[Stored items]
+ + +

PR #2330, opened 2018-02-14
Jormungandr: Parallel calls to real-time proxies

mbounabi:


source/jormungandr/jormungandr/default_settings.py
```diff
@@ -158,6 +158,9 @@
 
 GREENLET_POOL_SIZE = int(os.getenv('JORMUNGANDR_GEVENT_POOL_SIZE', 10))
 
+# Number of greenlets simultaneously used for Real-Time proxies calls
+GREENLET_RT_POOL_SIZE = int(os.getenv('JORMUNGANDR_GEVENT_RT_POOL_SIZE', 10))
```
kinnou02: It also need to be configurable by rt proxy instances

source/jormungandr/jormungandr/schedule.py
```diff
@@ -256,11 +261,21 @@ def next_departures(self, request):
...
+
+        def worker(rt_proxy, route_point, template, request, resp):
+            return resp, rt_proxy, route_point, template, self._get_next_realtime_passages(rt_proxy, route_point, request)
+
         for route_point, template in route_points.items():
             rt_proxy = self._get_realtime_proxy(route_point)
             if rt_proxy:
-                next_rt_passages = self._get_next_realtime_passages(rt_proxy, route_point, request)
-                rt_proxy._update_passages(resp.next_departures, route_point, template, next_rt_passages)
+                futures.append(pool.spawn(worker, rt_proxy, route_point, template, request, resp))
```
kinnou02, line 278: You will probably have to pass the `request_id` too

kinnou02 (changes requested):
Did you try without async nor monkeypatch on request to check that everything still work?

source/jormungandr/jormungandr/schedule.py
mbounabi: As discussed, the request id can't be used in greenlet as is

source/jormungandr/jormungandr/default_settings.py
mbounabi: As discussed, the number of greenlets is now configurable for each instance in the db

source/jormungandr/jormungandr/instance.py
```diff
@@ -398,13 +403,8 @@ def _send_and_receive(self,
                          timeout=app.config.get('INSTANCE_TIMEOUT', 10000),
                          quiet=False,
                          **kwargs):
+
         with self.socket(self.context) as socket:
-            try:
-                request.request_id = flask.request.id
```
kinnou02: I still want to set the (flask) request id to the (pb) request

source/jormungandr/jormungandr/schedule.py
kinnou02: The point was to find a way to have it in the greenlet, I won't merge it without it. It's far too valuable for debuging purpose.

kinnou02 (changes requested):

source/tyr/migrations/versions/242138b08c92_realtime_pool_size.py
```diff
@@ -0,0 +1,54 @@
...
+down_revision = '3acdde6329db'
+
+from alembic import op
+import sqlalchemy as sa
+
+
+def upgrade():
+    ### commands auto generated by Alembic - please adjust! ###
+    op.add_column('instance', sa.Column('realtime_pool_size', sa.Integer(), nullable=True))
+    op.alter_column('instance', 'bss_provider',
```
kinnou02: This isn't related to this PR

source/jormungandr/jormungandr/schedule.py
```diff
@@ -181,16 +184,24 @@ def _get_realtime_proxy(self, route_point):
...
         return rt_system
 
-    def _get_next_realtime_passages(self, rt_system, route_point, request):
+    def _get_next_realtime_passages(self, rt_system, route_point, request, **kwargs):
         log = logging.getLogger(__name__)
-
         next_rt_passages = None
+
+        try:
+            request.request_id = flask.request.id
```
kinnou02: This won't probably work since request is a dict here, and even if it doesn't crash it won't do what we want.
In fact we dont't do any call to kraken in this greenlet so there is no point to set the `request_id` of a pbrequest.

What I wanted is here: http://flask.pocoo.org/docs/0.12/api/#flask.copy_current_request_context

mbounabi:
As the decorator provided by flask (@copy_current_request_context) will generate an assertion error with multiple greenlets, new functions are created to use flask request context in greenlet

source/jormungandr/jormungandr/schedule.py
```diff
@@ -256,11 +261,25 @@ def next_departures(self, request):
                             for rp in resp.route_points)
 
         rt_proxy = None
+        futures = []
+        pool = gevent.pool.Pool(self.instance.realtime_pool_size)
+
+        # Copy the current request context to be used in greenlet
+        reqctx=utils.copy_flask_request_context()
```
kinnou02: spacing

source/jormungandr/jormungandr/utils.py
```diff
@@ -524,3 +525,41 @@ def get_house_number(housenumber):
...
+    # Copy flask request context to be used in greenlet
+    top = flask._request_ctx_stack.top
+    if top is None:
+        raise RuntimeError('This function can only be used at local scopes '
+                            'when a request context is on the stack.  For instance within '
+                            'view functions.')
+    return top.copy()
+
+@contextmanager
+def copy_context_in_greenlet_stack(request_context):
```
xlqian, line 547: https://stackoverflow.com/questions/48814122/unable-to-copy-current-flask-request-context-to-multiple-gevent-threads/48929494#48929494

xlqian (approved):

kinnou02 (approved):

source/jormungandr/jormungandr/schedule.py
mbounabi: fixed

kinnou02:
Jenkins, test this please.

+ + +

Copy each line in the data that holds the word "have".

YOUR SOLUTION:
kinnou02, line 278: You will probably have to pass the `request_id` too
kinnou02: The point was to find a way to have it in the greenlet, I won't merge it without it. It's far too valuable for debuging purpose.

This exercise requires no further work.